Living well with hearing loss is not instinctive. We must learn how to do it.
Nothing in a person’s personal experience prepares them for the emotional, life-changing impact of even a mild change in hearing. We don’t just hop to it, adopting strategies that will help us deal with communication barriers that we never realized existed. Even if we’ve had hearing loss for a long time, possibly our entire lives, is no guarantee we’re good at it. We often still struggle with frustrations and listening situations that seemed designed to cut us out of the conversation, every time. We get in our own way.
Why aren’t we better at having hearing loss?
Because we don’t know how. We don’t know what we don’t know. Perhaps we feel we don’t have the right to ask for accommodation or feel too embarrassed. Maybe because no one explained it to us, because maybe we didn’t ask.
I was 40 years old before a had a transformational meeting with other people with hearing loss.
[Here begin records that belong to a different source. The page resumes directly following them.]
PR #128, opened 2016-07-18
pulse: Stop auto call of write callback during setup

achronop:
Stop the call of write callback during playback connect and before the uncork of the stream.


achronop:
This is not ready yet, I will close it for now and will re-push later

What I learned in a two day conference stuffed my toolbox, which previously only had a hearing aid and the ability to speechread, with new tools and a new confidence.
Hearing loss doesn’t come with a how-to manual. People with hearing loss aren’t helpless – but we need help from somebody or somebodies to tell us what we can do, but here’s the secret: the job starts and ends with us. Correction – the journey starts with us and continues with lots of help along the way.
Whether we are pushed from behind by our family or friends, it is we who make the appointment for a hearing assessment. We choose to follow up on our hearing care professional’s recommendation of a hearing aid.
Yet our audiologists and hearing instrument specialists should be doing more than this, and many are. They know that hearing aids don’t fix hearing loss, the way that wearing glasses corrects vision while being used. A good professional will dig deeper and be concerned with our struggles. They will point us towards developing other strategies:
- Being comfortable in self-identifying with hearing loss
- Understanding how to create positive listening environments, with good lighting, low noise, and face to face communication.
- Understanding that we have the right to let people know what we need and don’t need
- Using resources such as other people with hearing loss, books, articles, social media, etc.
There is no shame in having hearing loss, so instead of apologizing for it, we can stand tall and create good communication. And that starts with learning what will make our personal hearing loss journeys as smooth and productive as possible.
Who can tell us how to be good at hearing loss? We can. Our hearing care team can. Other people with hearing loss can. And so can the people we love.